» Your objective:
Exactly the lines from the top of the records below through the one containing "Just some brief" must be set down, with no line added or dropped.

————

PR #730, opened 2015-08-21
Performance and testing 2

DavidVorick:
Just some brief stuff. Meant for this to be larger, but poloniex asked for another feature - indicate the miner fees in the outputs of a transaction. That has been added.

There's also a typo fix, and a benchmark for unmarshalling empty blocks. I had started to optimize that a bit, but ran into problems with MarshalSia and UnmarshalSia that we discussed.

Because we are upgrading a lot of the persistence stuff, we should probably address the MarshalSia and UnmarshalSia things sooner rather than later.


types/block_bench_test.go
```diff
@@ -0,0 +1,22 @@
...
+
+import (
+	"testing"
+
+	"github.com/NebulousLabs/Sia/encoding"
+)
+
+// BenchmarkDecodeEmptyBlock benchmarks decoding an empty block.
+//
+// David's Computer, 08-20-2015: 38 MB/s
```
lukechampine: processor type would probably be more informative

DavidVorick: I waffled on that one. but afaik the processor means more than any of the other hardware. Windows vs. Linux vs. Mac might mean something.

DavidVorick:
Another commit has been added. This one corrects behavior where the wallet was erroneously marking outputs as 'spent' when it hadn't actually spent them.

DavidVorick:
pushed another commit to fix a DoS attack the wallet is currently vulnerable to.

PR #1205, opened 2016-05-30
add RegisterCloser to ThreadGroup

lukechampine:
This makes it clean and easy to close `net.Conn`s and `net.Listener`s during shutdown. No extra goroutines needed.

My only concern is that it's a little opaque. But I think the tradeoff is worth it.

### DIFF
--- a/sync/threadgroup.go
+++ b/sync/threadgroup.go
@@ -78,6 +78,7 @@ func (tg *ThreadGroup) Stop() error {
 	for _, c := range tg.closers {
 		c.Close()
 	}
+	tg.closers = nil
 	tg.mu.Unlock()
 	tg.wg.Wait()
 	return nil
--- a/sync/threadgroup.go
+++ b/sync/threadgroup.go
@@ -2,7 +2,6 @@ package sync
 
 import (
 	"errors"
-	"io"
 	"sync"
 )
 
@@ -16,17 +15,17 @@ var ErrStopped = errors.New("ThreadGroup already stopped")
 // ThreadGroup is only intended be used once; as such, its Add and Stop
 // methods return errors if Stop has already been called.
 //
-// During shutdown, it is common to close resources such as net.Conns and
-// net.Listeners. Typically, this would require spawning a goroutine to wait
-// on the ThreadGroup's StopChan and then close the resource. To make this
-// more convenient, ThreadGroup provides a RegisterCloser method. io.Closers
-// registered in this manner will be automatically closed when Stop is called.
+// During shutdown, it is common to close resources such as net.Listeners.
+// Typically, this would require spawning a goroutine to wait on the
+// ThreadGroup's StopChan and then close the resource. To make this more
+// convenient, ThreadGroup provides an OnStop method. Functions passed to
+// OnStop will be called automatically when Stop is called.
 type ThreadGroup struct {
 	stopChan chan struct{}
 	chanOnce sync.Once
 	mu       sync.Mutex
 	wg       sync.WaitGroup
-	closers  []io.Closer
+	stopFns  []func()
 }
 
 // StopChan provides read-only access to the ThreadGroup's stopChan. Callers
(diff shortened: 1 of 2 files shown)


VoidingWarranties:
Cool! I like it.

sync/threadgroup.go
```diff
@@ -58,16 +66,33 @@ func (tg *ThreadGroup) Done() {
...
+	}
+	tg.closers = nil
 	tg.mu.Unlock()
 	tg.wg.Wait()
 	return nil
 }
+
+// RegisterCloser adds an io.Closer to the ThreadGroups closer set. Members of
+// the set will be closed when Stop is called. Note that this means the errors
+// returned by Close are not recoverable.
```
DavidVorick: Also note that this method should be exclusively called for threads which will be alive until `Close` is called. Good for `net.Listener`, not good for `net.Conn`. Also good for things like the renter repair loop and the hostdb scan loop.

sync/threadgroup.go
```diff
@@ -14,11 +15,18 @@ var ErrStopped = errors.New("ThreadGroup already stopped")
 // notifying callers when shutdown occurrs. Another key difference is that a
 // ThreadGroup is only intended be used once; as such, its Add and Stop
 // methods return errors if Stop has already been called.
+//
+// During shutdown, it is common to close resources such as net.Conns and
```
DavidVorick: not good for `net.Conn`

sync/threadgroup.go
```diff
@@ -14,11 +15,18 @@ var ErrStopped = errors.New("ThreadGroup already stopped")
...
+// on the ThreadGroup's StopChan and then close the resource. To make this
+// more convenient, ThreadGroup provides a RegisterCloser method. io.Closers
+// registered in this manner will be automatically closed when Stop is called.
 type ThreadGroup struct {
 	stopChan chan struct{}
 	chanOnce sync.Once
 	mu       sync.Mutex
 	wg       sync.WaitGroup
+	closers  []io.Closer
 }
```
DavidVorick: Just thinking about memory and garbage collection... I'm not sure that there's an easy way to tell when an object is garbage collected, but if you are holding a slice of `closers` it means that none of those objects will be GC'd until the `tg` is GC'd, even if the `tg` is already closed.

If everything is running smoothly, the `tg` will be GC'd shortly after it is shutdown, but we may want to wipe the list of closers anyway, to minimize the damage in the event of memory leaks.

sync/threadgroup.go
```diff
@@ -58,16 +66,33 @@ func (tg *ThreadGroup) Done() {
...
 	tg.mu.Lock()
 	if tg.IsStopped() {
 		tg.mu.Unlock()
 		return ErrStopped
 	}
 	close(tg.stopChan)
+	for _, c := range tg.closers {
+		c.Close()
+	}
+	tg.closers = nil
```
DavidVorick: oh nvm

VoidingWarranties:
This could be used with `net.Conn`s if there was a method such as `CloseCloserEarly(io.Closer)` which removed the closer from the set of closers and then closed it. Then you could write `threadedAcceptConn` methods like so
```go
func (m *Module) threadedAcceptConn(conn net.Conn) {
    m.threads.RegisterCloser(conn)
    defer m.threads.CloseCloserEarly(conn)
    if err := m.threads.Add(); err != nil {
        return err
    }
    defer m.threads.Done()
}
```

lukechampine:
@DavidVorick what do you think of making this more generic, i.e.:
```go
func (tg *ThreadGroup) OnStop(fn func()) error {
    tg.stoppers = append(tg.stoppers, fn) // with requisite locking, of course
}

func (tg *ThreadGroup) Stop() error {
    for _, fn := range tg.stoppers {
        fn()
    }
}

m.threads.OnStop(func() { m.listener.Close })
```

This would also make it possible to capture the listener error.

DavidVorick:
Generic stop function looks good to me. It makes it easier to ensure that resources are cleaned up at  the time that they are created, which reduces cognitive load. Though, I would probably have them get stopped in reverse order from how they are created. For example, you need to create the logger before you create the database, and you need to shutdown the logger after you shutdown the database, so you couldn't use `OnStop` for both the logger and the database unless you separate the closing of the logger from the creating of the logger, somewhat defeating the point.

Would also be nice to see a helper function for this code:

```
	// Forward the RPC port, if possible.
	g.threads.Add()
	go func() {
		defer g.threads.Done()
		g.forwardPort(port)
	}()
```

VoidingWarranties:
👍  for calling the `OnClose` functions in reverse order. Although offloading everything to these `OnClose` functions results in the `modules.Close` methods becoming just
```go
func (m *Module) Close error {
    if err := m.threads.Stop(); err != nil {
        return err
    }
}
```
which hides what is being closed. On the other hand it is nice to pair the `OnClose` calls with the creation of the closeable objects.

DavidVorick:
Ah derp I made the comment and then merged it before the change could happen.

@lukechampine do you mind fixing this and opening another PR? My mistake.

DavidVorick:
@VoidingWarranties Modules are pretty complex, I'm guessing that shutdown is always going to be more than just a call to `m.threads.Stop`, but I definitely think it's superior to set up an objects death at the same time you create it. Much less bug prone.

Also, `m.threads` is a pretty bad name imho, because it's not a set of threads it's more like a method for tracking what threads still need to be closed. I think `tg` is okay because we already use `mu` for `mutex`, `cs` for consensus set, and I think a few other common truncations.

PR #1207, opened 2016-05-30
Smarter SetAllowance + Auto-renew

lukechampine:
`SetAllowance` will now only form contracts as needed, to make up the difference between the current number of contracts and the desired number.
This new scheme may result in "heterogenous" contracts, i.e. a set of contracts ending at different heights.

————

» Response area:
PR #730, opened 2015-08-21
Performance and testing 2

DavidVorick:
Just some brief stuff. Meant for this to be larger, but poloniex asked for another feature - indicate the miner fees in the outputs of a transaction. That has been added.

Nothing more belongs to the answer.